Um objetivo bastante amplo, o que acaba justificando a utilização mais do que frequente dos militares nas ruas, nas funções que deveriam caber à segurança pública, polícias civil e militar e guarda civil metropolitana. Nunca é demais lembrar que há, além dessas forças, o lado privado, hoje representado milhões de homens, alguns armados, que guardam condomínios, casas, ruas, escoltam cargas e carros blindados.
Quando o jovem se alista jamais imagina que terá de ir para as ruas enfrentar o criminoso comum, aquele que rouba e mata por drogas ou em nome de facções. De repente, o soldado cai no meio de uma disputa por território ou se vê obrigado a, mesmo sem treinamento adequado, exercer o papel de vigilante, de patrulhamento de ruas, morros, becos e vielas.
O Brasil, de verdade, vive uma guerra constante. Não temos conflitos ligados propriamente ao termo defesa da soberania, mas nos vemos todo o tempo num clima de pressão, de guerra. O pior de tudo é que estamos falando de uma guerra específica, a guerra de guerrilha, aquela na qual o inimigo pode adotar estratégias não identificáveis, cabelos, barbas, em visuais absolutamente dissimulados. Podem percorrer terrenos desconhecidos para a tropa oficial e usar a seu favor toda a infraestrutura humana e material local.
Um exemplo disso se deu no ano passado, quando uma patrulha da Guarda Nacional, vinda de outro estado, por puro desconhecimento adentrou numa comunidade carioca e foi cravejada de balas pelos bandidos. Como explicar para a família a morte de um jovem nessas circunstâncias?
O certo é que, de uns tempos para cá os reforços da Guarda Nacional se mostram insuficientes e ao menor sinal de descontrole as Forças Armadas, notadamente o Exército, são acionadas. Basta um simples pedido de um governador ou prefeito. Foi assim na Copa, nas Olimpíadas e tem sido cada vez mais comum e frequente. Desde a lendária subida ao Morro do Alemão, no Rio, anos atrás, à intervenção na greve de policiais no Espirito Santo, recentemente, aos poucos os brasileiros vão se habituando a ver os soldados, seus fuzis, jipes, caminhões e tanques pelas ruas das cidades.

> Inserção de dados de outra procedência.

PR #905, opened 2024-11-01
integrate neural network into Snow.jl architecture

a-charbon:
## Purpose 

Integrate the neural snow depth model into the Snow model architecture. This involves small changes to Snow.jl and SnowParameterizations.jl as well as expanding the NeuralSnow extension to allow the neural model as a type of AbstractDensityModel. "CSV" was also added to the buildkite dependencies to permit testing of the NeuralSnow extension, and BSON has been appropriately added to the ClimaLand weak dependencies to enable the expanded functionality of the extension.

## To-do

Questions are commented in the changed files about different possible approaches. With this PR merged, I can also add a slightly faster and more abstract/streamlined form of the neural model itself (changes to ModelTools, etc).

## Content

Expanded NeuralSnow extension and changed some of the syntax of the Snow model.

----

### DIFF
--- a/experiments/standalone/Snow/snowmip_simulation.jl
+++ b/experiments/standalone/Snow/snowmip_simulation.jl
@@ -20,6 +20,10 @@ using Statistics
 using Insolation
 using DelimitedFiles
 
+using CSV, HTTP, Flux, cuDNN, BSON, StatsBase
+ModelTools = Base.get_extension(ClimaLand, :NeuralSnowExt).ModelTools;
+NeuralSnow = Base.get_extension(ClimaLand, :NeuralSnowExt).NeuralSnow;
+
 # Site-specific quantities
 # Error if no site argument is provided
 if length(ARGS) < 1
@@ -46,8 +50,16 @@ ndays = (tf - t0) / 3600 / 24
 
 domain = ClimaLand.Domains.Point(; z_sfc = FT(0))
 
-parameters =
-    SnowParameters{FT}(Δt; α_snow = α, ρ_snow = ρ, earth_param_set = param_set)
+#dens_neural = NeuralSnow.NeuralDepthModel(FT)
+dens_constant = Snow.ConstantDensityModel(ρ)
+depths = z[snow_data_avail]
+
+parameters = SnowParameters{FT}(
+    Δt;
+    α_snow = α,
+    density = dens_constant,
+    earth_param_set = param_set,
+)
 model = ClimaLand.Snow.SnowModel(
     parameters = parameters,
     domain = domain,
@@ -57,6 +69,8 @@ Y, p, coords = ClimaLand.initialize(model)
 
 # Set initial conditions
 Y.snow.S .= FT(SWE[1]) # first data point
+#Y.snow.Z .= FT(depths[1]) #uncomment if using dens_neural, not dens_constant
+p.snow.ρ_snow .= FT(SWE[1] / depths[1] * 1000.0)
 Y.snow.U .=
     ClimaLand.Snow.energy_from_q_l_and_swe(FT(SWE[1]), FT(0), parameters) # with q_l = 0
 
--- a/ext/neural_snow/NeuralSnow.jl
+++ b/ext/neural_snow/NeuralSnow.jl
@@ -1,0 +1,240 @@
+module NeuralSnow
+
+using Flux
+using ClimaLand
+using ClimaLand.Snow: AbstractDensityModel, SnowModel, SnowParameters
+import ClimaLand.Snow:
+    density_prog_vars,
+    density_prog_types,
+    density_prog_names,
+    density_aux_vars,
+    density_aux_types,
+    density_aux_names,
+    update_density!,
+    update_density_prog!
+import ClimaLand.Parameters as LP
+using Thermodynamics
+
+using DataFrames, Dates, CSV, HTTP, Flux, cuDNN, StatsBase, BSON
+ModelTools = Base.get_extension(ClimaLand, :NeuralSnowExt).ModelTools
+#^^is this correct format since this is within the extension itself, or do i just use include(./ModelTools); using ModelTools; here?
+#the only reason I am using this is for the make_model() (once) and settimescale!() (twice) functions.
+
+export NeuralDepthModel, update_density!, update_density_prog!
+
+"""
+    NeuralDepthModel{FT <: AbstractFloat} <: AbstractDensityModel{FT}
+Establishes the density parameterization where snow density
+is calculated from a neural network determining the rate of change of snow depth, dzdt.
+"""
+struct NeuralDepthModel{FT} <: AbstractDensityModel{FT}
+    z_model::Flux.Chain
+    α::FT
+end
+
+"""
+    get_znetwork(; download_link = "https://caltech.box.com/shared/static/ay7cv0rhuiytrqbongpeq2y7m3cimhm4.bson")
+A default function for returning the snow-depth neural network from the paper.
+"""
+#This is the only place that creates the necessity of BSON for the neural extension and the make_model() from ModelTools. Keep or get rid of?
+#Can I change this to something CliMA already includes? is BSON vs JLD2 or anything else better? An artifact (can they store BSON/.jld2 files for direct usage without those packages?)?
+function get_znetwork(;
+    download_link = "https://caltech.box.com/shared/static/ay7cv0rhuiytrqbongpeq2y7m3cimhm4.bson",
+)
+    z_idx = 1
+    p_idx = 7
+    nfeatures = 7
+    zmodel = ModelTools.make_model(nfeatures, 4, z_idx, p_idx)
+    zmodel_state = BSON.load(IOBuffer(HTTP.get(download_link).body))[:zstate]
+    Flux.loadmodel!(zmodel, zmodel_state)
+    ModelTools.settimescale!(zmodel, 86400.0)
+    return zmodel
+
+    #should I write this function to give the ability to also load from local file too?
+    #BSON.@load "../SnowResearch/cleancode/testhrmodel.bson" zstate
+    #Flux.loadmodel!(zmodel, zstate)
+end
+
+"""
+    converted_model_type!(model::Flux.Chain, FT::Type)
+A wrapper function to aid conversion of the utilized Flux network weights to the type determined by the simulation.
+Currently supports `Float32` and `Float64` types.
+"""
+function converted_model_type(model::Flux.Chain, FT::DataType)
+    if FT == Float32
+        return Flux.f32(model)
+    elseif FT == Float64
+        return Flux.f64(model)
+    else
+        error(
+            "Conversion of Flux Chain weights to the desired float-type is not supported. Please implement the desired conversion
+      in NeuralSnow.convert_model_type!() or a custom constructor for the NeuralDepthModel with the desired type.",
+        )
+    end
+end
+
+"""
+    NeuralDepthModel(FT::DataType; Δt::Union{Nothing, FT}=nothing; model::Flux.Chain, α::Union{FT, Nothing})
+An outer constructor for the `NeuralDepthModel` density parameterization for usage in a snow model.
+Can choose to use custom models via the `model` argument, or a custom exponential moving average weight for the network inputs.
+The Δt argument can be used to set the lower boundary value on the network (when not using a custom model) in accordance with the paper upon initialization,
+equivalent to ModelTools.settimescale!(model, Δt, dtype = FT).
+"""
+function NeuralDepthModel(
+    FT::DataType;
+    Δt = nothing,
+    model::Flux.Chain = get_znetwork(),
+    α = nothing,
+)
+    usemodel = converted_model_type(model, FT)
+    weight =
+        !isnothing(α) ? FT(α) :
+        (isnothing(Δt) ? FT(1 / 12) : FT(maximum([2 * Δt / 86400, 1])))
+    # should we set the timescale of the model to Δt? getting rid of get_znetwork() and below line mitigates the need to import ModelTools entirely.
+    if !isnothing(Δt)
+        ModelTools.settimescale!(usemodel, Δt, dtype = FT) #assumes Δt is provided in seconds
+    end
+    return NeuralDepthModel{FT}(usemodel, weight)
+end
+
+#Define the additional prognostic variables needed for using this parameterization:
+#do I need to export these for them to be utilized in the simulation?
+ClimaLand.Snow.density_prog_vars(m::NeuralDepthModel) =
+    (:Z, :P_avg, :T_avg, :R_avg, :Qrel_avg, :u_avg)
+ClimaLand.Snow.density_prog_types(m::NeuralDepthModel{FT}) where {FT} =
+    (FT, FT, FT, FT, FT, FT)
+ClimaLand.Snow.density_prog_names(m::NeuralDepthModel) =
+    (:surface, :surface, :surface, :surface, :surface, :surface)
+
+#so far, every type is just blank here - is it even worth providing this feature or just get rid of this feature in Snow.jl entirely?
+ClimaLand.Snow.density_aux_vars(m::NeuralDepthModel) = ()
+ClimaLand.Snow.density_aux_types(m::NeuralDepthModel{FT}) where {FT} = ()
+ClimaLand.Snow.density_aux_names(m::NeuralDepthModel) = ()
+
+"""
+    snow_density(density::NeuralDepthModel, SWE::FT, z::FT, parameters::SnowParameters{FT}) where {FT}
+Returns the snow density given the current model state and the `NeuralDepthModel`
+density paramterization.
+"""
+function snow_density(
+    density::NeuralDepthModel{FT},
+    SWE::FT,
+    z::FT,
+    parameters::SnowParameters{FT},
+)::FT where {FT}
+    ρ_l = FT(LP.ρ_cloud_liq(parameters.earth_param_set))
+    if SWE <= eps(FT) #if there is no snowpack, aka avoid NaN
+        return FT(ρ_l)
+    end
+    ρ_new = SWE / z * ρ_l
+    return ρ_new
+end
+
+"""
+    update_density!(density::NeuralDepthModel, params::SnowParameters, Y, p)
+Updates the snow density given the current model state and the `NeuralDepthModel`
+density paramterization.
+"""
+function update_density!(
+    density::NeuralDepthModel,
+    params::SnowParameters,
+    Y,
+    p,
+)
+    p.snow.ρ_snow .= snow_density.(Ref(density), Y.snow.S, Y.snow.Z, params)
+end
+
+"""
+    eval_nn(vmodel, z::FT, swe::FT, P::FT, T::FT, R::FT, qrel::FT, u::FT)::FT where {FT}
+Helper function for evaluating the neural network in a pointwise manner over a `ClimaCore.Field`
+and returning the output in a broadcastable way.
+"""
+function eval_nn(
+    model,
+    z::FT,
+    swe::FT,
+    P::FT,
+    T::FT,
+    R::FT,
+    qrel::FT,
+    u::FT,
+)::FT where {FT}
+    input = FT.([z, swe, qrel, R, u, T, P])
+    return model(input)[1]
+end
+
+"""
+    dzdt(density::NeuralDepthModel, model::SnowModel{FT}, Y, p, t) where {FT}
+Returns the change in snow depth (rate) given the current model state and the `NeuralDepthModel`
+density paramterization, passing the approximate average of the forcings over the last 24 hours instead of
+the instantaneous value.
+"""
+function dzdt(density::NeuralDepthModel, Y)
+    return eval_nn.(
+        Ref(density.z_model),
+        Y.snow.Z,
+        Y.snow.S,
+        Y.snow.P_avg,
+        Y.snow.T_avg,
+        Y.snow.R_avg,
+        Y.snow.Qrel_avg,
+        Y.snow.u_avg,
+    )
+end
+
+"""
+    clip_dZdt(S::FT, Z::FT, dSdt::FT, dZdt::FT, Δt::FT)::FT
+A helper function which clips the tendency of Z such that
+its behavior is consistent with that of S.
+"""
+function clip_dZdt(S::FT, Z::FT, dSdt::FT, dZdt::FT, Δt::FT)::FT where {FT}
+    if (S + dSdt * Δt) <= eps(FT)
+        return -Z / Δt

Para quem olha o Brasil de fora para dentro, imagina-se que estamos em guerra, que há uma guerra civil ou uma violência desmedida ou coisa que o valha. Isso certamente afugenta boa parte dos turistas e visitantes dispostos a estudos, cursos, negócios.

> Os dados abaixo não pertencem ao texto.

PR #908, opened 2024-11-02
run snowy land for 20 years

juliasloan25:
## Purpose 
run snow land longrun for 20 years

### DIFF
--- a/experiments/long_runs/snowy_land.jl
+++ b/experiments/long_runs/snowy_land.jl
@@ -384,7 +384,7 @@ end
 function setup_and_solve_problem(; greet = false)
 
     t0 = 0.0
-    tf = 60 * 60.0 * 24 * 365 * 20
+    tf = 60 * 60.0 * 24 * 365 * 4
     Δt = 450.0
     nelements = (101, 15)
     if greet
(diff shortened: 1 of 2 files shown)


kmdeck:
I think we need to increase the slurm time in the buildkite pipeline

experiments/long_runs/snowy_land.jl
```diff
@@ -384,7 +384,7 @@ end
 function setup_and_solve_problem(; greet = false)
 
     t0 = 0.0
-    tf = 60 * 60.0 * 24 * 365
+    tf = 60 * 60.0 * 24 * 365 * 4
```
kmdeck, line 387: I realized that we need to change the plotting! Right now it is assuming that we have one year, and are plotting indices [1,4,7,10] (indices refer to months). But we probably want to plot these in the last year.

We can remake the plots without rerunning the sim by looking here:
Using cached git repo /scratch/clima/slurm-buildkite/climaland-long-runs/2288/climaland-long-runs

juliasloan25:
> I realized that we need to change the plotting! Right now it is assuming that we have one year, and are plotting indices [1,4,7,10] (indices refer to months). But we probably want to plot these in the last year.
> 
> We can remake the plots without rerunning the sim by looking here:
> Using cached git repo /scratch/clima/slurm-buildkite/climaland-long-runs/2288/climaland-long-runs

I re-ran it - here are the plots during the fourth year:
bio
water
other

kmdeck:
@juliasloan25 close in lieu of #1039 ?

Está na hora do País rever todo o seu sistema de segurança, estabelecer uma legislação nova e moderna que discipline o funcionamento de tudo isso, sobre segurança pública, uma política que coíba a corrupção no setor, uma divisão de poderes que regulamente de forma mais equânime os regimes de polícias em todas as instâncias e as tropas privadas. A sensação que o país tem é de total insegurança.
Há algo errado nisso tudo. Outro ponto que chama a atenção é a juventude das tropas das Forças Armadas. A despeito de estarem sob o comando experiente de cabos, sargentos e oficiais de bom senso e muito preparo, há momentos em que se pode exigir de cada um o individualismo da atitude, a reação imediata. A falta de vivência, de preparo até pelo fato de muitos acabarem de ser incorporados às tropas pode produzir estragos históricos à imagem das Forças Armadas e consequências para o resto da vida a muitas pessoas.
Sinto que as coisas seguem sempre sem uma medida de limite. O que era para ser exceção acaba virando regra. O que era para ocorrer uma vez ao ano, passa a duas, três e logo vira constante. É preciso parar e à luz do bom senso definir o que pode e o que não pode, o raio de ação de cada um, o papel funcional de cada tropa.